● Information supplied
>>>
PR #522, opened 2017-01-30
[WIP] flatpak-builder: Add support for perl buildsystem

### LINKED ISSUE #521: flatpak-builder: support for perl buildsystem
CPAN packages usually are build with the following commands:

```
perl Makefile.PL
make
```

I guess we can treat `perl Makefile.PL` as a configure phase for potential `perl` buildsystem.

The good example of a module which uses such a buildsystem and would be needed by several desktop apps is Berkeley DB.

nhlfr:
This mew buildsystem does the following operation during the configure phase:

```
perl Makefile.PL
```

That's the way that the modules from CPAN are using for building.

Fixes #521

### DIFF
--- a/builder/builder-module.c
+++ b/builder/builder-module.c
@@ -1182,7 +1182,7 @@ builder_module_build (BuilderModule  *self,
   g_autofree char *make_l = NULL;
   const char *make_cmd = NULL;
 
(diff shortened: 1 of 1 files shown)


alexlarsson:
I think https://github.com/flatpak/flatpak/pull/516 is a better approach, see discussions in https://github.com/flatpak/flatpak/issues/134

nhlfr:
Thanks, it looks better

Issue #30, opened 2016-05-25
update-repo: Handle "metainfo" name as well as "appdata"


alexlarsson:
It seems the appstream spec changed a bit, and now files/dirs are supposed to be called "metainfo" instead. We should look for these filenames too.

hughsie:
I think that's only for non-applications, right?

alexlarsson:
The spec (at https://www.freedesktop.org/software/appstream/docs/chap-Metadata.html) says e.g:

>  Applications are a special case here, because they are usually treated differently by software centers (and also for historical reasons). If your metainfo file covers only an application, as described in the AppData section, install it as /usr/share/metainfo/%{id}.appdata.xml. 
> 
>  The /usr/share/appdata/ path must be scanned by AppStream tools as well, to support legacy applications installing metadata there. For new software components, it is advised not to use this directory. 

So, yes, apps use appdata in the filename, but not in the directory name. And what about runtimes? Those are not apps.

matthiasclasen:
I believe this is fixed

PR #535, opened 2017-02-06
Search also in share/metainfo subdir for appstream metadata

grulja:
Should be a fix for https://github.com/flatpak/flatpak/issues/30, at least particularly. I should also fix our problem with KDE apps repository where all KDE apps install appstream metadata file into /app/share/metainfo and flatpak-builder doesn't seem to pickup this location.

### DIFF
--- a/builder/builder-manifest.c
+++ b/builder/builder-manifest.c
@@ -1735,6 +1735,13 @@ builder_manifest_cleanup (BuilderManifest *self,
       appdata_dir = g_file_resolve_relative_path (app_root, "share/appdata");
       appdata_basename = g_strdup_printf ("%s.appdata.xml", self->id);
       appdata_file = g_file_get_child (appdata_dir, appdata_basename);
+      if (!g_file_test (appdata_file, G_FILE_TEST_EXISTS))
+        {
+          g_object_unref (appdata_dir);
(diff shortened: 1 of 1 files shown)


builder/builder-manifest.c
```diff
@@ -1735,6 +1735,13 @@ builder_manifest_cleanup (BuilderManifest *self,
       appdata_dir = g_file_resolve_relative_path (app_root, "share/appdata");
       appdata_basename = g_strdup_printf ("%s.appdata.xml", self->id);
       appdata_file = g_file_get_child (appdata_dir, appdata_basename);
+      if (!g_file_test (appdata_file, G_FILE_TEST_EXISTS))
```
alexlarsson: Oh, i missed this. g_file_test() isn't right, that is an old function that works on pathames, not on GFile. You need to use g_file_query_exists(appdata_file, NULL) instead.

alexlarsson:
bot, add author to whitelist

alexlarsson:
bot, test pull request

alexlarsson:
Ugh, this breaks the rename feature, lemme take a look

alexlarsson:
I pushed this + a fixup to handle the case of rename-appdata-file too. Can you make sure it still works?

Issue #559, opened 2017-02-13
Impossible to cancel download process of extra files


mariospr:
It is not possible to cancel the installation/update of an app like Spotify once it starts downloading the extra files specified in the `extra-data`, because there's no `GCancellable` passed to `g_input_stream_read_async()` once the a connection has been established with the remote location.

PR #561, opened 2017-02-13
Fix progress when downloading extra files using the public API

mariospr:
Fixes https://github.com/flatpak/flatpak/issues/558

PR #562, opened 2017-02-13
Allow cancelling the downloading process for extra data

mariospr:
So far, the installation of external apps can only be cancelled
before flatpak starts downloading the extra data, as there's no
cancellable being passed to g_input_stream_read_async().

This fixes that problem, making it possible to cancel installs
from GNOME Software regardless of the installation stage.

Fixes: https://github.com/flatpak/flatpak/issues/559

### DIFF
--- a/common/flatpak-utils.c
+++ b/common/flatpak-utils.c
@@ -4655,6 +4655,7 @@ typedef struct {
   GString *content;
   char buffer[16*1024];
   FlatpakLoadUriProgress progress;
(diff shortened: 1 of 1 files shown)


mariospr:
The clang failure is unrelated to this PR. Added a new commit to PR #561 (which also failed) trying to fix that (see https://github.com/flatpak/flatpak/pull/561/commits/58c0fe946848090d0eefc61a23fe87764c05e08d)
<<<
● The task
Looking at the listing above, tally the lines containing "rename" and give only that tally.

● Exercise solution
2